◆ Assigned task
All lines with the word "title" in the material below are required.

......

PR #2465, opened 2024-03-04
feat: add jest linter

firestack:
I almost committed a `test.only` in #2463 and was surprised that the linter didn't prevent me from doing so. Commits should be reviewable in order and auditable via `npm run lint:check` at each point in time

### DIFF
--- a/assets/tests/components/propertiesList.test.tsx
+++ b/assets/tests/components/propertiesList.test.tsx
@@ -213,26 +213,9 @@ describe("vehicleProperties", () => {
   })
 
   test("operator information gives last name if that's all that's available", () => {
-    const vehicleSansOperator = {
-      ...vehicle,
-      operatorId: "1234",
-      operatorFirstName: null,
-      operatorLastName: "SMITH",
-    } as unknown
-
-    const properties = vehicleProperties(
-      vehicleSansOperator as VehicleInScheduledService
-    )
-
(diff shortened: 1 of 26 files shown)


assets/tests/components/propertiesList.test.tsx
```diff
@@ -212,27 +212,10 @@ describe("vehicleProperties", () => {
...
-    expect(properties.find((prop) => prop.label === "Operator")!.value).toEqual(
-      "SMITH #1234"
-    )
-  })
-
   test("operator information gives last name if that's all that's available", () => {
     const properties = vehicleProperties(
       vehicleFactory.build({
-        operatorFirstName: "JOHN",
+        operatorFirstName: null,
```
lemald, line 218: I think you want to keep both tests, revert this particular change, and rename this one to something like "only includes operator last name when`operatorLastNameOnly` is set" because what this is doing is testing the argument in the second position of the `vehicleProperties` function.

lemald: I suspect I introduced this with some bad copy-pasting in #1887, and looking at that PR may help piece together what the original intent was.

firestack: does this work? 0748b8250cfb0b353e726137cac22d5d334f43dd

lemald: Yes, perfect.

lemald (approved):

PR #2466, opened 2024-03-04
feat: Add cursor for placing a waypoint

joshlarson:
Cursor in action:

Screenshot 2024-03-04 at 3 36 08 PM

---
  - https://app.asana.com/0/0/1206759503438416

### DIFF
--- a/assets/css/detours/_detour_map.scss
+++ b/assets/css/detours/_detour_map.scss
@@ -1,6 +1,16 @@
 @use "../color/definitions" as semantic;
 @use "../color/tokens_2024" as tokens;
 
+.c-detour_map--map__clickable {
+  cursor: url("data:image/svg+xml,%3Csvg width='14' height='14' viewBox='0 0 14 14' fill='none' xmlns='http://www.w3.org/2000/svg'%3E%3Cstyle%3E .color %7B fill: %236D39AC; %7D %3C/style%3E%3Ccircle cx='7' cy='7' r='6' class='color' style='filter: blur(0.5px)'/%3E%3Ccircle cx='7' cy='7' r='4.5' class='color' stroke='white'/%3E%3C/svg%3E")
+      11 11,
+    pointer;
+
+  .c-vehicle-map {
+    cursor: unset;
+  }
+}
+
 .c-detour_map--original-route-shape-core {
   stroke: $color-kiwi-500;
   opacity: 50%;
--- a/assets/src/components/detours/detourMap.tsx
+++ b/assets/src/components/detours/detourMap.tsx
@@ -56,7 +56,7 @@ interface DetourMapProps {
    * Callback fired when the map is clicked.
    * @param point
    */
-  onClickMap: (point: ShapePoint) => void
+  onClickMap?: (point: ShapePoint) => void
 
   /**
    * User signal to describe the state of the undo button.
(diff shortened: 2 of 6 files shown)


assets/src/components/detours/detourMap.tsx
```diff
@@ -119,7 +127,7 @@ export const DetourMap = ({
 
       <MapEvents
         click={(e) => {
-          onClickMap(latLngLiteralToShapePoint(e.latlng))
+          onClickMap && onClickMap(latLngLiteralToShapePoint(e.latlng))
```
firestack, line 130:
```suggestion
          onClickMap?.(latLngLiteralToShapePoint(e.latlng))
```

assets/src/components/map.tsx
```diff
@@ -106,11 +107,33 @@ const Map = (props: Props): ReactElement<HTMLDivElement> => {
...
+      for (const [className, shouldBePresent] of Object.entries(
+        props.extraClasses
+      )) {
+        if (shouldBePresent && !classList.contains(className)) {
+          classList.add(className)
+        }
+        if (!shouldBePresent && classList.contains(className)) {
+          classList.remove(className)
+        }
+      }
```
firestack, line 122:
```suggestion
      Object.entries(props.extraClasses)
        .map(([className, shouldBePresent]) => 
          classList.toggle(className, shouldBePresent))
```

joshlarson: That does look like a much simpler way of doing that - thanks!

assets/src/components/map.tsx
```diff
@@ -106,11 +107,33 @@ const Map = (props: Props): ReactElement<HTMLDivElement> => {
...
+        .filter(([_className, shouldBePresent]) => shouldBePresent)
+        .map(([className, _shouldBePresent]) => className)
+    : []
+
   return (
     <>
       <div className={stateClasses} />
       <MapContainer
-        className="c-vehicle-map"
+        className={joinClasses(["c-vehicle-map", ...classNames])}
```
firestack, line 129: question: why are you using both `className` and `element.classList`?

joshlarson: `className` here gives it the right classes when it first loads. `classList` lets it change those classes interactively in response to events.

User-facing effects:
- If I only use `className` and don't use `classList`, then when a user clicks to start a detour, the new fancy cursor doesn't show up.
- If I only use `classList` and don't use `className`, then it doesn't render correctly in storybook (and wouldn't render correctly if we ever started out with a detour in a partially-created state, say, after someone navigated back to an auto-saved draft)

firestack: would you be open to/could you use `stateClasses` or wrap `<Map/>` in `<DetourMap/>` with a `div` which has these classes?

joshlarson: Honestly yes - I don't love the solution I came up with here.

When I wrapped the `<Map />` in `<DetourMap />` in a div, the whole map disappeared, I think because it got a size of zero. That's easy to fix (I think), but when I saw that I got scared and ran the other way.

No idea what `stateClasses` are; happy to try them out though!

firestack: > When I wrapped the `<Map />` in `<DetourMap />` in a div, the whole map disappeared, I think because it got a size of zero. That's easy to fix (I think), but when I saw that I got scared and ran the other way.

I _think_ if you added `h-100` to it, it'd not be size zero anymore


> No idea what `stateClasses` are; happy to try them out though!

It's a prop on `<Map/>` which adds classes on a `div` right next to the map. See https://github.com/mbta/skate/blob/main/assets/css/_leaflet.scss#L9-L10 for existing usages via sibling selectors

joshlarson: I see I see!

[How does this look?](https://github.com/mbta/skate/pull/2466/commits/9510fdf56d6854c85df1a51a17ab31bc292ab241)

assets/src/components/detours/detourMap.tsx
```diff
@@ -100,69 +100,78 @@ export const DetourMap = ({
...
-          Undo
-        </Button>
-        <Button variant="primary" disabled={undoDisabled} onClick={onClear}>
-          Clear
-        </Button>
-      </CustomControl>
+    <div
+      className={joinClasses([
+        "h-100",
+        onClickMap ? "c-detour_map--map__clickable" : null,
```
firestack, line 106: nit(non-blocking)
```suggestion
        onClickMap && "c-detour_map--map__clickable",
```

assets/css/detours/_detour_map.scss
```diff
@@ -1,5 +1,15 @@
 @use "../color/definitions" as semantic;
 
+.c-detour_map--map__clickable {
+  cursor: url("data:image/svg+xml,%3Csvg width='14' height='14' viewBox='0 0 14 14' fill='none' xmlns='http://www.w3.org/2000/svg'%3E%3Cstyle%3E .color %7B fill: %236D39AC; %7D %3C/style%3E%3Ccircle cx='7' cy='7' r='6' class='color' style='filter: blur(0.5px)'/%3E%3Ccircle cx='7' cy='7' r='4.5' class='color' stroke='white'/%3E%3C/svg%3E")
+      11 11,
+    pointer;
+
+  .c-vehicle-map {
+    cursor: unset;
+  }
```
firestack, line 10: question: what is un-setting the cursor doing here? It seems like it'd overwrite the cursor property on ln4

firestack (commented):
One question but otherwise LGTM!

assets/src/components/map.tsx
firestack: LGTM!

assets/css/detours/_detour_map.scss
firestack: Ah! I was mistaking `unset` for `revert`, thanks for explaining!!

firestack (approved):

PR #2468, opened 2024-03-04
feat: Update start, end, and way- point markers on the detour map

joshlarson:
Screenshot 2024-03-04 at 3 39 19 PM

---
  - https://app.asana.com/0/0/1206759503438415

### DIFF
--- a/assets/css/detours/_detour_map.scss
+++ b/assets/css/detours/_detour_map.scss
@@ -1,4 +1,5 @@
 @use "../color/definitions" as semantic;
+@use "../color/tokens_2024" as tokens;
 
 .c-detour_map--original-route-shape-core {
   stroke: $color-kiwi-500;
@@ -48,6 +49,6 @@
 }
 
 .c-detour_map-circle-marker--detour-point {
-  stroke: $color-eggplant-500;
+  stroke: tokens.$eggplant-500;
   fill: white;
 }
--- a/assets/css/detours/_detour_map.scss
+++ b/assets/css/detours/_detour_map.scss
@@ -39,8 +39,8 @@
 }
 
 .c-detour_map-circle-marker--start {
-  stroke: #03a900;
-  fill: #03a900;
+  stroke: tokens.$detour-start-point;
+  fill: tokens.$detour-start-point;
 }
 
 .c-detour_map-circle-marker--end {
--- a/assets/css/detours/_detour_map.scss
+++ b/assets/css/detours/_detour_map.scss
@@ -38,11 +38,16 @@
 }
 
 .c-detour_map-circle-marker--start {
-  stroke: $color-kiwi-400;
-  fill: $color-kiwi-400;
+  stroke: #03a900;
+  fill: #03a900;
 }
 
 .c-detour_map-circle-marker--end {
-  stroke: $color-strawberry-400;
-  fill: $color-strawberry-400;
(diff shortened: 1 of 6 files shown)


assets/css/detours/_detour_map.scss
```diff
@@ -31,11 +31,16 @@
 }
 
 .c-detour_map-circle-marker--start {
-  stroke: $color-kiwi-400;
-  fill: $color-kiwi-400;
+  stroke: #03a900;
+  fill: #03a900;
```
lemald, line 35: **suggestion (non-blocking):** I wonder if it would be possible to find a home for this in `_tokens_2024.scss`. Perhaps it could be sort of like `$missed-stop`, except it doesn't need to be added to the Bootstrap theme colors. But, this is probably a genuine one-off so if there's no good place for it I wouldn't sweat it.

assets/src/components/detours/detourMap.tsx
```diff
@@ -177,61 +177,84 @@ const MapEvents = (props: Leaflet.LeafletEventHandlerFnMap) => {
...
   />
 )
 
-const EndMarker = ({ position }: { position: LatLngLiteral }) => (
-  <StartOrEndMarker classSuffix="end" title="Detour End" position={position} />
+export const EndMarker = ({ position }: { position: LatLngLiteral }) => (
+  <StartOrEndMarker
+    title="Detour End"
+    position={position}
+    icon={<StartOrEndIcon classSuffix={"end"} />}
```
lemald, line 192: **suggestion:**
```suggestion
    icon={<EndIcon />}
```

lemald:
@joshlarson I've left a couple of comments, but everything else looks 👍 to me.

assets/css/detours/_detour_map.scss
```diff
@@ -31,11 +31,16 @@
...
 
 .c-detour_map-circle-marker--end {
-  stroke: $color-strawberry-400;
-  fill: $color-strawberry-400;
+  stroke: $color-strawberry-700;
+  fill: $color-strawberry-700;
+}
+
+.c-detour_map-circle-marker--detour-point {
+  stroke: $color-eggplant-500;
```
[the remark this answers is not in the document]
joshlarson: ooh I probably want to do all of those, don't I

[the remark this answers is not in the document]
joshlarson: Okay this makes sense to me. The strawberry colors did not change, but the eggplant ones did.

I think that means that I goofed the detour route shape color as well.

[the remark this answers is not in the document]
joshlarson: [here we go](https://github.com/mbta/skate/pull/2468/commits/4bc7c0f78d973bbd9c2b9778ec7ce497590b0c33)

assets/css/detours/_detour_map.scss
joshlarson: [how does this look?](https://github.com/mbta/skate/pull/2468/commits/253edeb35ff96c08ad05317757be14579a0086ab)

I agree that this is a good change, since things that are one-offs often don't stay one-offs 😅 I just didn't know the best way to do it!

lemald: Yeah, I'm not sure this is the best long-term solution if that list grows but I think for now it's a good starting point.

lemald (approved):

PR #2469, opened 2024-03-04
feat: map button components

lemald:
Asana ticket: [Create underlying button components](https://app.asana.com/0/1148853526253420/1206753759080074/f)

The main things I'm looking for feedback on here are:
1. The use of the `title` prop for the text in the button at large sizes and both how that should ultimately render in the HTML and how it should be exposed to users of the component.
2. The `size` property and whether or not the way it's used is weird (though nobody will be setting it explicitly to `undefined` except in Storybook so I don't think it's much of an issue).
3. The way I actually customized the Bootstrap buttons via overriding CSS variables in `_map_button.scss` wherever possible.

Also I would like to add at least a couple of basic automated tests, I think those will mostly be around the functionality for question 1 above.

### DIFF
--- a/assets/css/map/controls/_map_button.scss
+++ b/assets/css/map/controls/_map_button.scss
@@ -1,0 +1,30 @@
+@use "../../color/tokens_2024" as tokens;
+
+.c-map-button {
+  box-shadow: 0 0 0 2px rgb($black, 0.15);
+  --bs-btn-border-radius: 0.2rem;
+  --bs-btn-color: #{$black};
+  --bs-btn-hover-color: #{$black};
+  --bs-btn-hover-bg: #{tokens.$eggplant-50};
+  --bs-btn-active-color: #{tokens.$eggplant-500};
+  --bs-btn-active-bg: #{$white};
+  --bs-btn-focus-box-shadow: 0 0 0 2px #{rgb(tokens.$eggplant-500, 0.5)};
+  --bs-btn-disabled-color: #{tokens.$gray-700};
+  --bs-btn-disabled-bg: #{tokens.$gray-100};
+  --bs-btn-disabled-opacity: 1;
+}
+
+.c-map-button--s {
+  width: 2rem;
+  height: 2rem;
+}
+
+.c-map-button--m {
+  width: 2.375rem;
+  height: 2.375rem;
+}
+
+.c-map-button--l {
+  width: 3rem;
+  height: 3rem;
+}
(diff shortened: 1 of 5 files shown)


firestack (approved):
So far this looks good, I'm still mulling it over on the CSS side. I think the `title` prop is fine for now, it's not an issue and we can revisit later if needed.

assets/css/map/controls/_map_button.scss
```diff
@@ -0,0 +1,30 @@
...
+  --bs-btn-color: #{$black};
+  --bs-btn-bg: #{$white};
+  --bs-btn-hover-color: #{$black};
+  --bs-btn-hover-bg: #{tokens.$eggplant-50};
+  --bs-btn-active-color: #{tokens.$eggplant-500};
+  --bs-btn-active-bg: #{$white};
+  --bs-btn-focus-box-shadow: 0 0 0 2px #{rgb(tokens.$eggplant-500, 0.5)};
+  --bs-btn-disabled-color: #{tokens.$gray-700};
+  --bs-btn-disabled-bg: #{tokens.$gray-100};
+  --bs-btn-disabled-opacity: 1;
```
firestack, line 16: note(non-blocking): Just so we're on the same page, what I'm mulling over, is whether we should be using css variables here or scss variables here. And additionally, whether tokens is the right level to pull from.

I'm not sure if I have an opinion with any good reasons yet though.

firestack: But, I'm okay with this being approved and merged since It Works™️

lemald: > note(non-blocking): Just so we're on the same page, what I'm mulling over, is whether we should be using css variables here or scss variables here. And additionally, whether tokens is the right level to pull from.
> 
> I'm not sure if I have an opinion with any good reasons yet though.

Basically, yes - though I'm not sure if scss variables would really work because I'm not sure how we would localize the change to just the map button as opposed to all buttons. I was mainly wondering if there was some other option that I had missed, or if it would be better to just write our own CSS for this. But, if you're okay with this I think it works well so I'll go ahead and merge!

lemald:
I'm going to merge this so that I can move on to another branch to integrate the buttons with the detour page, but I'll put up some design review tickets with links to Storybook so that design can take a look.

assets/css/map/controls/_map_button.scss
firestack: Oh the scss variables vs css variables I was referring to was
```
  --bs-btn-hover-bg: #{tokens.$eggplant-50};
```
and something like this instead
```
  --bs-btn-hover-bg: var(--color-eggplant-50);
```


Part of me wishes `tokens.$eggplant-50 === "var(--color-eggplant-50)"` so we didn't even have to think about it and we'd get the "Good DX™️" for "free"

......

◆ Answer space
-  <StartOrEndMarker classSuffix="end" title="Detour End" position={position} />
+    title="Detour End"
1. The use of the `title` prop for the text in the button at large sizes and both how that should ultimately render in the HTML and how it should be exposed to users of the component.
So far this looks good, I'm still mulling it over on the CSS side. I think the `title` prop is fine for now, it's not an issue and we can revisit later if needed.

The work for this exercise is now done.